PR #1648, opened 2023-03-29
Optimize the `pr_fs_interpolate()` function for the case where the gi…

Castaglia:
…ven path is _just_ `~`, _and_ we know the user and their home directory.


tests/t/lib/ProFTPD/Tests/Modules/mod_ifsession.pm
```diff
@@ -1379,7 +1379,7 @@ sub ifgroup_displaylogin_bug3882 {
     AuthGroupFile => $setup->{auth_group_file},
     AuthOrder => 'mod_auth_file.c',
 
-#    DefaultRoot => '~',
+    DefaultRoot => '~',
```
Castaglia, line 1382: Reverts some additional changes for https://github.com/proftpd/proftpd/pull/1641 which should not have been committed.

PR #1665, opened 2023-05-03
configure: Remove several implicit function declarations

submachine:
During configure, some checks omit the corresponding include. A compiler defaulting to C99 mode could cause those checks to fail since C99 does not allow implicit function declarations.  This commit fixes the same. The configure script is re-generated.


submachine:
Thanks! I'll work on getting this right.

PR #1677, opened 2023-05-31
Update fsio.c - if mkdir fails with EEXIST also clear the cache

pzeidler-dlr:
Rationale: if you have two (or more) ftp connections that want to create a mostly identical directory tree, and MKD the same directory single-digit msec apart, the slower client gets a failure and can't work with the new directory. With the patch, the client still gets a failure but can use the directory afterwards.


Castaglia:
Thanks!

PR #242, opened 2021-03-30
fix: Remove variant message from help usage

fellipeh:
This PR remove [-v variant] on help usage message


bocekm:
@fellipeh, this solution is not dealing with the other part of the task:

...

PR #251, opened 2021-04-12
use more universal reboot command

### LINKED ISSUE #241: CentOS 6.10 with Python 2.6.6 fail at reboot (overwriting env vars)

==

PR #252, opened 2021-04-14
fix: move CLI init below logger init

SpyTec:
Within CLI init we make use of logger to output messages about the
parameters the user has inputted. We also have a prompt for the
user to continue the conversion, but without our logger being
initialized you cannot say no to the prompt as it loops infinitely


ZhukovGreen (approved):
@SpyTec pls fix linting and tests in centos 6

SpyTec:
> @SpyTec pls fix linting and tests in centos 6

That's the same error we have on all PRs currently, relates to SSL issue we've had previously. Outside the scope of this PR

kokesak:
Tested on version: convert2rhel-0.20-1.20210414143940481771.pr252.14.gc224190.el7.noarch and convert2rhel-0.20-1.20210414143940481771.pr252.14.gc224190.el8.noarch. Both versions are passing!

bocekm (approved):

▸ **Instructions for the task**:
Would you please repeat exactly the lines above, starting at the line with "Castaglia, line 1382: Reverts" and stopping at the line with "this solution is", both included?

▸ **Solved problem**:
Castaglia, line 1382: Reverts some additional changes for https://github.com/proftpd/proftpd/pull/1641 which should not have been committed.

PR #1665, opened 2023-05-03
configure: Remove several implicit function declarations

submachine:
During configure, some checks omit the corresponding include. A compiler defaulting to C99 mode could cause those checks to fail since C99 does not allow implicit function declarations.  This commit fixes the same. The configure script is re-generated.


submachine:
Thanks! I'll work on getting this right.

PR #1677, opened 2023-05-31
Update fsio.c - if mkdir fails with EEXIST also clear the cache

pzeidler-dlr:
Rationale: if you have two (or more) ftp connections that want to create a mostly identical directory tree, and MKD the same directory single-digit msec apart, the slower client gets a failure and can't work with the new directory. With the patch, the client still gets a failure but can use the directory afterwards.


Castaglia:
Thanks!

PR #242, opened 2021-03-30
fix: Remove variant message from help usage

fellipeh:
This PR remove [-v variant] on help usage message


bocekm:
@fellipeh, this solution is not dealing with the other part of the task:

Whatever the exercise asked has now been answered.